Request Not Modifiable
Example Value
Schema
<?xml version="1.0" encoding="UTF-8"?>
<status code="request_not_modifiable">
<summary>request is not in review state</summary>
</status>
And since in qem-bot we are doing a POST request, this should be the relevant one.
Updated by tinita over 1 year ago
- File obs-post-request-id.png obs-post-request-id.png added
To make sure we're on the same page:
https://build.suse.de/apidocs/index#/Requests/post_request__id_
Updated by tinita over 1 year ago
When I try it for 304153 out I get:
# Headers
status: 403 Forbidden
x-opensuse-errorcode: review_change_state_no_permission
...
# Body
<status code="review_change_state_no_permission">
<summary>The request is neither in state review nor new</summary>
</status>
Updated by tinita over 1 year ago
So I'm assuming we're fine, because the request was accepted before, it's just that the documentation talks about a 404, and apparently that's what we're getting, but I get a 403 with a similar error, so to be sure we could just log the body for now.
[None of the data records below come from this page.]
PR #820, opened 2025-06-12
fix: genesis state

larry0x:


larry0x:
cc @penso, devnet is fixed.

PR #834, opened 2025-06-17
dex: use oracle prices to determine how many LP tokens to mint

larry0x:
> [!IMPORTANT]
> Use oracle prices to determine USD value for minting LP tokens and apply fees for asymmetrical deposits in DEX.
> 
>   - **Behavior**:
>     - Use oracle prices to determine USD value of deposits for minting LP tokens in `add_initial_liquidity()` and `add_subsequent_liquidity()` in `geometric.rs`.
>     - Apply deposit fee for asymmetrical deposits based on oracle prices in `add_liquidity()` in `liquidity_pool.rs`.
>   - **Functions**:
>     - Add `oracle_value()` in `geometric.rs` to calculate USD value of `CoinPair` using `OracleQuerier`.
>     - Modify `add_liquidity()` in `liquidity_pool.rs` to handle initial liquidity with oracle prices.
>   - **Tests**:
>     - Update tests in `dex.rs` to register oracle prices and validate new LP token minting logic.
>     - Add test cases for asymmetrical deposit fee logic and oracle price integration.
> 
> <sup>This description was created by </sup>[Ellipsis](https://www.ellipsis.dev?ref=left-curve%2Fleft-curve&utm_source=github&utm_medium=referral)<sup> for 990f0b360d1ec6e2b3f5965cdd8ac7ad97dd0f22. You can [customize](https://app.ellipsis.dev/left-curve/settings/summaries) this summary. It will automatically update as commits are pushed.</sup>

### DIFF
--- a/dango/dex/src/core/liquidity_pool.rs
+++ b/dango/dex/src/core/liquidity_pool.rs
@@ -7,9 +7,8 @@ use {
         Coin, CoinPair, Denom, IsZero, MultiplyFraction, Number, NumberConst, StdResult, Udec128,
         Uint128,
     },
+    std::ops::Sub,
 };
-
-const HALF: Udec128 = Udec128::new_percent(50);
 
 pub trait PassiveLiquidityPool {
     /// Provide liquidity to the pool. This function mutates the pool reserves.
@@ -140,12 +139,27 @@ impl PassiveLiquidityPool for PairParams {
         lp_token_supply: Uint128,
         deposit: CoinPair,
     ) -> anyhow::Result<(CoinPair, Uint128)> {
+        // The deposit must have the same denoms as the reserve. This should
+        // have been caught earlier in `execute::provide_liquidity`.
+        // We assert this in debug builds only.
+        #[cfg(debug_assertions)]
+        {
+            let deposit_denoms = (deposit.first().denom, deposit.second().denom);
+            let reserve_denoms = (reserve.first().denom, reserve.second().denom);
+            assert_eq!(
+                deposit_denoms, reserve_denoms,
+                "deposit denoms {deposit_denoms:?} don't match reserve denoms {reserve_denoms:?}",
+            );
+        }
+
         // If there isn't any liquidity in the pool yet, run the special logic
         // for adding initial liquidity, then early return.
         if lp_token_supply.is_zero() {
             let mint_amount = match &self.pool_type {
                 PassiveLiquidity::Xyk { .. } => xyk::add_initial_liquidity(&deposit)?,
-                PassiveLiquidity::Geometric { .. } => geometric::add_initial_liquidity(&deposit)?,
+                PassiveLiquidity::Geometric { .. } => {
+                    geometric::add_initial_liquidity(oracle_querier, &deposit)?
+                },
             };
 
             reserve.merge(deposit.clone())?;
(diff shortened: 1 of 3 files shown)


dango/dex/src/core/liquidity_pool.rs
```diff
@@ -162,27 +176,67 @@ impl PassiveLiquidityPool for PairParams {
...
+            let reserve_b = price.value_of_unit_amount(*reserve.second().amount)?;
+
+            let deposit_value = a.checked_add(b)?;
+            let reserve_value = reserve_a.checked_add(reserve_b)?;
+
+            abs_diff(a.checked_mul(reserve_b)?, b.checked_mul(reserve_a)?)
+                .checked_div(deposit_value.checked_add(reserve_value)?)?
+                .checked_mul(*self.swap_fee_rate)?
+                .checked_div(deposit_value)?
+        };
```
larry0x, line 232: In terms of code styling, I like using curly braces like this to section the code. I think the readability is better this way.

dango/dex/src/core/liquidity_pool.rs
```diff
@@ -296,7 +350,10 @@ impl PassiveLiquidityPool for PairParams {
 }
 
 /// Compute `|a - b|`.
-fn abs_diff(a: Uint128, b: Uint128) -> Uint128 {
+fn abs_diff<T>(a: T, b: T) -> <T as Sub>::Output
+where
+    T: PartialOrd + Sub, // TODO: do we use PartialOrd or Ord?
+{
```
larry0x, line 356: This allows us to use this method for both `Uint128` and `Udec128`.

I don't really know the difference between `PartialOrd` and `Ord` though.

pacmanifold: GPT o3's take below. Makes sense to me. I don't think an absdiff makes sense for a type that does not quarantee a complete ordering

## Use Ord

```rust
Copy
Edit
use core::ops::Sub;

/// Compute `|a − b|`.
fn abs_diff<T>(a: T, b: T) -> <T as Sub>::Output
where
    T: Ord + Sub<Output = T>,
{
    if a > b { a - b } else { b - a }
}
```

### Why Ord instead of PartialOrd?
What the branch if a > b { … } else { … } assumes	Which trait guarantees it
For every pair (a, b) exactly one of a > b, a == b, or a < b is true (a total order).	Ord 
doc.rust-lang.org

PartialOrd only promises that you might be able to compare two values; it admits “incomparable” pairs where all of those relations are false.
A classic example is NaN for f32/f64—every comparison with a NaN evaluates to false 
github.com
. If you let abs_diff accept a type that can behave like that:

```rust
let nan = f32::NAN;
abs_diff(nan, 1.0);        // `a > b` is false ⇒ executes `1.0 - nan` ⇒ NaN
```

The function still returns something, but the branch it took had nothing to do with which operand was “larger”; it was chosen because the comparison was unordered. That silently violates the intuitive contract “return the absolute difference”.

By requiring Ord you:

Reject types that cannot supply a total order (plain floats, sets, graphs with partial ordering, …).

Make the pre-condition explicit to callers.

Align with the standard-library precedent: every generic abs_diff the std library ships (for integers, Duration, etc.) constrains the type with Ord + Sub.

If you really do need to support partially-ordered types you can, but you must handle the “unordered” (None) case explicitly:

```rust
fn abs_diff_partial<T>(a: T, b: T) -> T::Output
where
    T: PartialOrd + Sub<Output = T>,
{
    match a.partial_cmp(&b) {
        Some(core::cmp::Ordering::Greater) => a - b,
        Some(_)                            => b - a,
        None                               => (a - a) - (b - b), // domain specific: maybe NaN, maybe panic
    }
}
```

For the usual numeric, totally-ordered types a simple Ord bound is safer, clearer, and what most Rust code (and the standard library) opts for.

pacmanifold (approved):
based on my abvove comment i will update abs_diff to use Ord instead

Updated by openqa_review over 1 year ago
- Due date set to 2023-08-19
Setting due date based on mean cycle time of SUSE QE Tools
Updated by livdywan over 1 year ago
- Status changed from In Progress to Feedback
livdywan wrote:
https://github.com/openSUSE/qem-bot/pull/129
Getting the response body would be even better I guess, but not sure how to get that.
FYI we do log the body now, and from here on we can hopefully disambiguate the errors we're getting
Updated by livdywan over 1 year ago
- Priority changed from Urgent to High
2023-08-04 18:15:24 ERROR Received error 401, reason: 'Unauthorized' for Request 304387 - problem on OBS side
The most recent ones from 4 days ago look like so. Otherwise no failures at all right now. Maybe it's fair to say it's High but not Urgent. Unfortunately we don't know what changed in the meantime.
Updated by livdywan over 1 year ago
- Status changed from Feedback to Resolved
We can probably resolve this. There's a minimum feasible improvement which should help us if this or a similar issue happens again.